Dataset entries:
PR #280, opened 2020-10-30
Make the editable list handle validation

jwinding:
## Feature description
Enables validation handling on the inputs inside the editable list component.

## Solution description
Changes the code in form actions to act differently depending on the type of the input, and adds the needed behaviour in the case of editableList. We will need to take care of the other 'advanced' input types here as well. 
Also adds some logic to the editable list component to handle the resulting error object, showing a red border around the whole item when the input is invalid. 

Added some types concerning input types and validation as well. 

## How to test the fix?
There is a test form in the dev database, with an editable list with some validation rules, so that's a good place to test it, or make a form with a validation object on an editable list input on your local environment and test there. 
There's no story for this, since the validation logic lives in formActions and it would take some work to set up.

No.

No.

Yes.

### DIFF
--- a/source/components/molecules/EditableList/EditableList.js
+++ b/source/components/molecules/EditableList/EditableList.js
@@ -1,4 +1,5 @@
 import React, { useState } from 'react';
+import { LayoutAnimation } from 'react-native';
 import PropTypes from 'prop-types';
 import styled from 'styled-components/native';
 import { Text, Button, Fieldset } from '../../atoms';
@@ -20,6 +21,8 @@ const EditableListItem = styled.View`
   background-color: transparent;
   border-radius: 4.5px;
   margin-bottom: 10px;
+  ${({ theme, error }) =>
+    error?.isValid || !error ? '' : `border: solid 1px ${theme.colors.primary.red[0]}`}
   ${props =>
     props.editable
       ? `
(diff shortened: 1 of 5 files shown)


TeddyAndersson:
Simulator Screen Shot - iPhone 11 - 2020-10-30 at 15 39 32

Running into an error while testing the validation.
The error occur when i open the form "test form" in the iOS simulator running the app.

source/containers/Form/hooks/formActions.ts
```diff
@@ -2,6 +2,7 @@ import { StepperActions } from '../../../types/FormTypes';
 import { replaceMarkdownTextInSteps } from './textReplacement';
 import { FormReducerState } from './useForm';
 import { validateInput } from '../../../helpers/ValidationHelper';
+import EditableList from '../../../components/molecules/EditableList/EditableList';
```
TeddyAndersson, line 5: Unused import remove

source/components/molecules/EditableList/EditableList.js
```diff
@@ -20,6 +21,8 @@ const EditableListItem = styled.View`
   background-color: transparent;
   border-radius: 4.5px;
   margin-bottom: 10px;
+  ${({ theme, error }) =>
+    error?.isValid || !error ? '' : `border: solid 1px ${theme.colors.primary.red[0]}`}
```
TeddyAndersson, line 25: I think this could be written in this format instead. I think it's valid to use with styled-components.
error?.isValid || error && `border: solid 1px ${theme.colors.primary.red[0]}`

Nothing wrong to use the ternary operator. But the return of an empty string could be avoided :)

TeddyAndersson (changes requested):

source/components/molecules/EditableList/EditableList.js
jwinding: Fixed

source/containers/Form/hooks/formActions.ts
jwinding: Fixed

TeddyAndersson (approved):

Your instructions: The answer is the full set of records, printed exactly as given.

Answer box:
PR #280, opened 2020-10-30
Make the editable list handle validation

jwinding:
## Feature description
Enables validation handling on the inputs inside the editable list component.

## Solution description
Changes the code in form actions to act differently depending on the type of the input, and adds the needed behaviour in the case of editableList. We will need to take care of the other 'advanced' input types here as well. 
Also adds some logic to the editable list component to handle the resulting error object, showing a red border around the whole item when the input is invalid. 

Added some types concerning input types and validation as well. 

## How to test the fix?
There is a test form in the dev database, with an editable list with some validation rules, so that's a good place to test it, or make a form with a validation object on an editable list input on your local environment and test there. 
There's no story for this, since the validation logic lives in formActions and it would take some work to set up.

No.

No.

Yes.

### DIFF
--- a/source/components/molecules/EditableList/EditableList.js
+++ b/source/components/molecules/EditableList/EditableList.js
@@ -1,4 +1,5 @@
 import React, { useState } from 'react';
+import { LayoutAnimation } from 'react-native';
 import PropTypes from 'prop-types';
 import styled from 'styled-components/native';
 import { Text, Button, Fieldset } from '../../atoms';
@@ -20,6 +21,8 @@ const EditableListItem = styled.View`
   background-color: transparent;
   border-radius: 4.5px;
   margin-bottom: 10px;
+  ${({ theme, error }) =>
+    error?.isValid || !error ? '' : `border: solid 1px ${theme.colors.primary.red[0]}`}
   ${props =>
     props.editable
       ? `
(diff shortened: 1 of 5 files shown)


TeddyAndersson:
Simulator Screen Shot - iPhone 11 - 2020-10-30 at 15 39 32

Running into an error while testing the validation.
The error occur when i open the form "test form" in the iOS simulator running the app.

source/containers/Form/hooks/formActions.ts
```diff
@@ -2,6 +2,7 @@ import { StepperActions } from '../../../types/FormTypes';
 import { replaceMarkdownTextInSteps } from './textReplacement';
 import { FormReducerState } from './useForm';
 import { validateInput } from '../../../helpers/ValidationHelper';
+import EditableList from '../../../components/molecules/EditableList/EditableList';
```
TeddyAndersson, line 5: Unused import remove

source/components/molecules/EditableList/EditableList.js
```diff
@@ -20,6 +21,8 @@ const EditableListItem = styled.View`
   background-color: transparent;
   border-radius: 4.5px;
   margin-bottom: 10px;
+  ${({ theme, error }) =>
+    error?.isValid || !error ? '' : `border: solid 1px ${theme.colors.primary.red[0]}`}
```
TeddyAndersson, line 25: I think this could be written in this format instead. I think it's valid to use with styled-components.
error?.isValid || error && `border: solid 1px ${theme.colors.primary.red[0]}`

Nothing wrong to use the ternary operator. But the return of an empty string could be avoided :)

TeddyAndersson (changes requested):

source/components/molecules/EditableList/EditableList.js
jwinding: Fixed

source/containers/Form/hooks/formActions.ts
jwinding: Fixed

TeddyAndersson (approved):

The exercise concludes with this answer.